Here is word2vec model=gensim.models.KeyedVectors.load_word2vec_format('GoogleNews-vectors-negative300.bin.gz', binary=True) and it contains words in uppercase. How I can produce new model from this one with all words from it and these words are lowercased? All words would have the same vectors as in source model.
1 Answers
When you're using a set of pre-trained vectors, like GoogleNews-vectors-negative300.bin.gz
, the creator of those vectors determined what words, with what case-handling, are included.
Once loaded, lookup in such a model is by exact, case-sensitive string matching.
There's no built-in capability in Gensim for performing later case-normalization, such as converting all keys to lowercase. And if there was, there would be an open question of how to deal with situations where multiple extant keys would all flatten to the same key.
For example, what if a vector set includes separate vectors for "USA", "Usa", and "usa", but you want a case-insensitive lookup of "usa". Should just one of the vectors be retained, discarding the others? Should the vector returned be some average of the three? What if there's some odd mixed-casing, say "usA", that's late in the list of all vectors (and thus was relatively infrequent in the training data).

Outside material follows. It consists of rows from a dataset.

PR #8, opened 2023-05-05
sss_override: add utility to manage local overrides

sidecontrol:
- OverrideUtils Object, user and group sub classes
- OverrideUser Object adding override.user add, delete, get, modify, backup and restore functions
- OverrideGroup Object adding override.group add, delete, get, modify, backup and restore functions

### DIFF
--- a/docs/guides/sss_override.rst
+++ b/docs/guides/sss_override.rst
@@ -1,0 +1,37 @@
+Local override of users and groups
+###################################
+
+Class :class:`sssd_test_framework.utils.sss_override.SSSOverrideUtils` provides
+an API to manage local overrides for users and groups. Also known as ID views,
+instead of being stored in IPA/LDAP server the override data is stored locally
+in SSSD's cache.
+
+SSSD must be running for this API to work and it must be restarted after the
+first override is created so SSSD can start looking into newly created local
+view.
+
+.. code-block:: python
+    :caption: Examples
+
+    @pytest.mark.topology(KnownTopology.LDAP)
+    @pytest.mark.topology(KnownTopology.AD)
+    def test_local_overrides__user(client: Client, provider: GenericProvider):
+        # Add user
+        provider.user("user-1").add(uid=10001, gid=10001, gecos="gecos")
+
+        # SSSD must be running for sss_override to work
+        client.sssd.start()
+
+        # Create local override for the user
+        client.sss_override.user("user-1").add(name="o-user-1", uid=20001, gid=20001, gecos="o-gecos")
+
+        # SSSD must be restarted so newly created view can be applied
+        client.sssd.restart()
+
+        # Check the result
+        result = client.tools.getent.passwd("o-user-1")
+        assert result is not None
+        assert result.name == "o-user-1"
+        assert result.uid == 20001
+        assert result.gid == 20001
+        assert result.gecos == "o-gecos"
--- a/sssd_test_framework/roles/client.py
+++ b/sssd_test_framework/roles/client.py
@@ -7,6 +7,7 @@ from ..topology import SSSDTopologyMark
 from ..utils.automount import AutomountUtils
 from ..utils.ldb import LDBUtils
 from ..utils.local_users import LocalUsersUtils
+from ..utils.sss_override import SSSOverrideUtils
 from ..utils.sssctl import SSSCTLUtils
 from ..utils.sssd import SSSDUtils
 from .base import BaseLinuxRole
@@ -62,6 +63,11 @@ class Client(BaseLinuxRole[ClientHost]):
         self.local: LocalUsersUtils = LocalUsersUtils(self.host)
         """
         Managing local users and groups.
+        """
+
+        self.sss_override: SSSOverrideUtils = SSSOverrideUtils(self.host, self.fs)
+        """
+        Managing local overrides users and groups.
         """
 
     def setup(self) -> None:
--- a/sssd_test_framework/utils/sss_override.py
+++ b/sssd_test_framework/utils/sss_override.py
@@ -1,0 +1,340 @@
+from __future__ import annotations
+
+from pytest_mh import MultihostHost, MultihostUtility
+from pytest_mh.cli import CLIBuilder, CLIBuilderArgs
+from pytest_mh.utils.fs import LinuxFileSystem
+
+__all__ = [
+    "SSSOverrideUtils",
+    "SSSOverrideUser",
+    "SSSOverrideGroup",
+]
+
+
+class SSSOverrideUtils(MultihostUtility[MultihostHost]):
+    """
+    Management of local override users and groups, using sss_override.
+    """
+
+    def __init__(self, host: MultihostHost, fs: LinuxFileSystem) -> None:
+        """
+        :param host: Remote host instance.
+        :type host: MultihostHost
+        :param fs: Linux file system
+        :type fs: LinuxFileSystem
+        """
+        super().__init__(host)
+
+        self.cli: CLIBuilder = CLIBuilder(host.ssh)
+        self.fs: LinuxFileSystem = fs
+
+    def user(self, name: str) -> SSSOverrideUser:
+        """
+        Get local override user object.
+
+        .. code-block:: python
+            :caption: Example usage
+
+            @pytest.mark.topology(KnownTopology.LDAP)
+            def test_example(client: Client, ldap: LDAP):
+                # Add user
+                ldap.user("user-1").add(uid=10001, gid=10001, gecos="gecos")
+
+                # SSSD must be running for sss_override to work
+                client.sssd.start()
+
+                # Create local override for the user
+                client.sss_override.user("user-1").add(name="o-user-1", uid=20001, gid=20001, gecos="o-gecos")
+
+                # SSSD must be restarted so newly created view can be applied
+                client.sssd.restart()
+
+                # Check the result
+                result = client.tools.getent.passwd("o-user-1")
+                assert result is not None
+                assert result.name == "o-user-1"
+                assert result.uid == 20001
+                assert result.gid == 20001
+                assert result.gecos == "o-gecos"
+
+        :param name: User.
+        :type name: str
+        :return: New user local override object.
+        :rtype: SSSOverrideUser
+        """
+        return SSSOverrideUser(self, name)
+
+    def group(self, group: str) -> SSSOverrideGroup:
+        """
+        Get local override group object.
+
+        .. code-block:: python
+            :caption: Example usage
+
+            @pytest.mark.topology(KnownTopology.LDAP)
+            def test_example(client: Client, ldap: LDAP):
+                # Add group
+                ldap.group("group-1").add(gid=10001)
+
+                # SSSD must be running for sss_override to work
+                client.sssd.start()
+
+                # Create local override for the user
+                client.sss_override.group("group-1").add(name="o-group-1", gid=20001)
+
+                # SSSD must be restarted so newly created view can be applied
+                client.sssd.restart()
+
+                # Check the result
+                result = client.tools.getent.group("o-group-1")
+                assert result is not None
+                assert result.name == "o-group-1"
+                assert result.gid == 20001
+
+
+        :param group: Group name.
+        :type group: str
+        :return: New group object.
+        :rtype: SSSOverrideGroup
+        """
+        return SSSOverrideGroup(self, group)
+
+    def export_data(
+        self,
+        *,
+        users: str | None = "/tmp/sss_override_users.bak",
+        groups: str | None = "/tmp/sss_override_groups.bak",
+    ) -> None:
+        """
+        Exports local override data for **all** users and groups.
+
+        :param users: File location where users will be exported, if ``None``
+            then user export is omitted. Defaults to
+            ``/tmp/sss_override_users.bak``.
+        :type users: str | None
+        :param groups: File location where groups will be exported, if ``None``
+            then group export is omitted. Defaults to
+            ``/tmp/sss_override_groups.bak``.
+        :type groups: str | None
+        """
+        if users:
+            self.logger.info(f"Exporting user local overrides data to {users} on {self.host.hostname}")
+            self.fs.backup(users)
+            self.host.ssh.exec(["sss_override", "user-export", users])
+
+        if groups:
+            self.logger.info(f"Exporting group local overrides data to {groups} on {self.host.hostname}")
+            self.fs.backup(groups)
+            self.host.ssh.exec(["sss_override", "group-export", groups])
+
+    def import_data(
+        self,
+        *,
+        users: str | None = "/tmp/sss_override_users.bak",
+        groups: str | None = "/tmp/sss_override_groups.bak",
+    ) -> None:
+        """
+        Import users and groups local override data.
+
+        :param users: File location with user overrides that will be imported,
+            if ``None`` then user import is omitted. Defaults to
+            ``/tmp/sss_override_users.bak``.
+        :type users: str | None
+        :param groups: File location with group overrides that will be imported,
+            if ``None`` then group import is omitted. Defaults to
+            ``/tmp/sss_override_groups.bak``.
+        :type groups: str | None
+        """
+        if users:
+            self.logger.info(f"Importing user local overrides data from {users} on {self.host.hostname}")
+            self.fs.backup(users)
+            self.host.ssh.exec(["sss_override", "user-import", users])
+
+        if groups:
+            self.logger.info(f"Importing group local overrides data from {groups} on {self.host.hostname}")
+            self.fs.backup(groups)
+            self.host.ssh.exec(["sss_override", "group-import", groups])
+
+
+class SSSOverrideUser:
+    """
+    Management of local override for users using sss_override.
+    """
+
+    def __init__(self, util: SSSOverrideUtils, user: str) -> None:
+        """
+        :param util: OverrideUser object.
+        :type util: SSSOverrideUser
+        :param user: User name.
+        :type user: str
+        """
+        self.util: SSSOverrideUtils = util
+        self.user: str = user
+
+    def add(
+        self,
+        *,
+        uid: int | None = None,
+        gid: int | None = None,
+        name: str | None = None,
+        home: str | None = None,
+        gecos: str | None = None,
+        shell: str | None = None,
+        certificate: str | None = None,
+    ) -> SSSOverrideUser:
+        """
+        Create new local override for user.
+
+        :param uid: User id, defaults to None
+        :type uid: int | None, optional
+        :param gid: Primary group id, defaults to None
+        :type gid: int | None, optional
+        :param name: | None, optional
+        :type name: str | None, optional
+        :param home: Home directory, defaults to None
+        :type home: str | None, optional
+        :param gecos: GECOS, defaults to None
+        :type gecos: str | None, optional
+        :param shell: Login shell, defaults to None
+        :type shell: str | None, optional
+        :param certificate: PKI certificate defaults to None
+        :type certificate: str | None, optional
+        :return: Self.
+        :rtype: SSSOverrideUser
+        """
+        args: CLIBuilderArgs = {
+            "name": (self.util.cli.option.VALUE, name),
+            "uid": (self.util.cli.option.VALUE, uid),
+            "gid": (self.util.cli.option.VALUE, gid),
+            "home": (self.util.cli.option.VALUE, home),
+            "gecos": (self.util.cli.option.VALUE, gecos),
+            "shell": (self.util.cli.option.VALUE, shell),
+            "certificate": (self.util.cli.option.VALUE, certificate),
+        }
+
+        self.util.logger.info(f"Creating local override for user {self.user} on {self.util.host.hostname}")
+        self.util.host.ssh.exec(["sss_override", "user-add", self.user] + self.util.cli.args(args))
+
+        return self
+
+    def delete(self) -> SSSOverrideUser:
+        """
+        Delete the local override for user.
+        """
+        self.util.logger.info(f"Deleting local override for user {self.user} on {self.util.host.hostname}")
+        self.util.host.ssh.exec(["sss_override", "user-del", self.user])
+
+        return self
+
+    def get(self, attrs: list[str] | None = None) -> dict[str, list[str]] | None:
+        """
+        Get local override data for user.
+
+        :param attrs: If set, only requested attributes are returned, defaults to None, returning all attributes
+        :type attrs: list[str] | None, optional
+        :return: Dictionary with attribute name as a key.
+        :rtype: dict[str, list[str]]
+        """
+
+        self.util.logger.info(f"Fetching local override data for user {self.user} on {self.util.host.hostname}")
+        output = self.util.host.ssh.exec(["sss_override", "user-show", self.user])
+        if not output.stdout:
+            return None
+
+        lst = output.stdout.split(":")
+        if len(lst) != 8:
+            raise ValueError(f"Unexpected output: {output.stdout}")
+
+        result = [
+            {
+                "user": lst[0],
+                "name": lst[1],
+                "uid": lst[2],
+                "gid": lst[3],
+                "gecos": lst[4],
+                "home": lst[5],
+                "shell": lst[6],
+                "certificate": lst[7],
+            }
+        ]
+
+        return {k: [str(v)] for k, v in result[0].items() if not attrs or k in attrs}
+
+
+class SSSOverrideGroup:
+    """
+    Management of local override for group.
+    """
+
+    def __init__(self, util: SSSOverrideUtils, group: str) -> None:
+        """
+        :param util: SSSOverrideUtils utility object.
+        :type util: SSSOverrideUtils
+        :param group: Group name.
+        :type group: str
+        """
+        self.util: SSSOverrideUtils = util
+        self.group: str = group
+
+    def add(
+        self,
+        *,
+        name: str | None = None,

Should that vector have no weight, lesser weight, or equal weight to whatever casing is most-frequent?
If you know how you'd want to resolve such cases, you could certainly tamper with the model itself to modify its mappings. For example, you could look though the w2v_model.index2entity
list, which shows the word in each 'slot' of the model, and modify both that last and the w2v_model.vocab
dictionary so that it only included the mappings you'd prefer.